Erlich’s tweet went viral on Friday, exactly three years too late.
In an interview Sunday with the Tel Aviv-area radio station 103 FM about the disaster he predicted so precisely, Erlich rejected any blame directed at Haredi society for the deaths.
“How can you blame the Haredi public?” he demanded. The Meron pilgrimage “is a tradition that’s been going on for 550 years.”
Then who was to blame? “It’s the police that approve the event. There are clear regulations. No event can take place without a safety officer, a policeman who signs off on it and approves it, and that’s what happened at Meron.”
There’s a “sovereign,” he added. That sovereign “decided to ignore [the danger], chose shoddy improvisation instead, and failed to impose safety standards. The Haredi political parties are victims here; it’s not serious for the police to now say that because of [the Haredi parties] they didn’t do what they were supposed to do. The police are supposed to enforce the law.”
It is a pivot in expectations that by its very denial of Haredi culpability signals the shift away from Haredi autonomy. Erlich couches his critique as a defense of Haredi political leaders. But even here, with the blame directed exclusively at the Israel Police, the argument is the same: The police no longer have the right to ignore safety rules merely because Haredi religious sects demand it.

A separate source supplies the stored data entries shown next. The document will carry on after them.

PR #887, opened 2020-02-27
ensure unique output names to prevent gms staging failures

johnegarza:
Current GMS immuno builds are failing because pvacseq outputs 3 sets of 3 files, where each set contains files with identical names. Pvacseq outputs these into 3 subdirectories, but the cwl extracts each file individually, causing naming collisions. Renaming the files could work, as described in the "Rename an output file" section [here](https://www.commonwl.org/user_guide/misc/); however, Cromwell does not support this option. In order to avoid sending each of these 9 files to a tool just to rename, I opted to instead just grab each of the 3 output directories. They do include some additional temp and log files, but they aren't very large and can easily be cleaned up later.

### DIFF
--- a/definitions/tools/pvacseq.cwl
+++ b/definitions/tools/pvacseq.cwl
@@ -16,7 +16,7 @@ arguments: [
     "/opt/conda/bin/pvacseq", "run",
     "--iedb-install-directory", "/opt/iedb",
     "--pass-only",
-    { position: 5, valueFrom: "pvacseq_epitopes" },
+    { position: 5, valueFrom: "pvacseq_predictions" },
 ]
 requirements:
     - class: ShellCommandRequirement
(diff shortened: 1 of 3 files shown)


johnegarza:
For future reference: there is an open bug report concerning the inability to rename [here](https://broadworkbench.atlassian.net/browse/BA-5835). The original workaround in this PR failed due to another bug (Cromwell can't handle type `Directory?`- bug report to be filed soon). The latest commit adds in another workaround by creating a new output directory containing all of the results. Since this directory will always be there, the output can be type `Directory`, which Cromwell handles just fine.

definitions/tools/pvacseq.cwl
```diff
@@ -16,7 +16,7 @@ arguments: [
     "/opt/conda/bin/pvacseq", "run",
     "--iedb-install-directory", "/opt/iedb",
     "--pass-only",
-    { position: 5, valueFrom: $(runtime.outdir) },
+    { position: 5, valueFrom: "pvacseq_epitopes" },
```
susannasiebert: I'm not super familiar with how Cromwell resolves cases like this. Where would it create this directory? Inside of the process's working directory?

johnegarza: Yup, within the `execution` directory for this step

PR #891, opened 2020-03-16
Better handling of MHC Class II alleles

johnegarza:
MHC class I alleles follow a standard nomenclature, but not all class II alleles follow it. This, in addition to the notation used for uncertain clinical calls and paired class II alleles, makes parsing a single input difficult. Breaking up the input into class I and class II allows most of the current parsing script to remain usable, while eliminating most of the edge cases caused by class II alleles.

### DIFF
--- a/definitions/pipelines/immuno.cwl
+++ b/definitions/pipelines/immuno.cwl
@@ -288,11 +288,14 @@ inputs:
     reference_dict:
         type: File
 
-    clinical_hla_alleles:
+    clinical_MHCcI_alleles:
         type: string[]?
-        label: "clinical_calls: Clinical HLA typing results; element format: HLA-X*01:02[/HLA-X...]"
-        doc: |
-          clinical_calls is used to provide clinical HLA typing results in the format HLA-X*01:02[/HLA-X...] when available.
+        label: "Clinical HLA typing results, limited to MHC Class I alleles; element format: HLA-X*01:02[/HLA-X...]"
+        doc: "used to provide clinical HLA typing results in the format HLA-X*01:02[/HLA-X...] when available."
+    clinical_MHCcII_alleles:
+        type: string[]?
+        label: "Clinical HLA typing results, limited to MHC Class II alleles"
+        doc: "clinical_calls is used to provide clinical HLA typing results; separated from class I due to nomenclature inconsistencies"
 
     #pvacseq inputs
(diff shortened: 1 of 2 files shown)


tmooney:
Names similar to what is seen in the pvacseq tool could work, too. E.g.:
https://github.com/genome/analysis-workflows/blob/ff99dc68aff782c6b95781b774db4e6f5b3bd907/definitions/tools/pvacseq.cwl#L170
https://github.com/genome/analysis-workflows/blob/ff99dc68aff782c6b95781b774db4e6f5b3bd907/definitions/tools/pvacseq.cwl#L182

definitions/pipelines/immuno.cwl
```diff
@@ -288,11 +288,14 @@ inputs:
...
         type: string[]?
-        label: "clinical_calls: Clinical HLA typing results; element format: HLA-X*01:02[/HLA-X...]"
-        doc: |
-          clinical_calls is used to provide clinical HLA typing results in the format HLA-X*01:02[/HLA-X...] when available.
+        label: "Clinical HLA typing results, limited to MHC Class I alleles; element format: HLA-X*01:02[/HLA-X...]"
+        doc: "used to provide clinical HLA typing results in the format HLA-X*01:02[/HLA-X...] when available."
+    clinical_MHCcII_alleles:
+        type: string[]?
+        label: "Clinical HLA typing results, limited to MHC Class II alleles"
+        doc: "clinical_calls is used to provide clinical HLA typing results; separated from class I due to nomenclature inconsistencies"
```
tmooney: I'm guessing this used to be called `clinical_calls` once upon a time? Could probably just take that part out.
```suggestion
        doc: "used to provide clinical HLA typing results; separated from class I due to nomenclature inconsistencies"
```

definitions/tools/hla_consensus.cwl
```diff
@@ -237,7 +239,13 @@ inputs:
...
+    clinical_MHCcI_alleles:
+        type: string[]?
+        inputBinding:
+            position: 2
+            itemSeparator: ','
+            separate: false
+    clinical_MHCcII_alleles:
         type: string[]?
         inputBinding:
             position: 2
```
tmooney: May want to make sure this position is unique from the class one position, since we're relying on positional parameters in the script.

How dare the state risk the lives of its Haredi citizens by allowing Haredi autonomy to trump their safety?
The catastrophe at Meron will not lead any in the community to question other elements of its separate existence, such as its independent school system. Nothing so fundamental will change from a single tragedy.
But those now asking the state and the police to take over at Meron, those now questioning, openly and not-so-openly, their leaders’ wisdom and their community’s ethos of separation, will apply that lesson to other things in the future.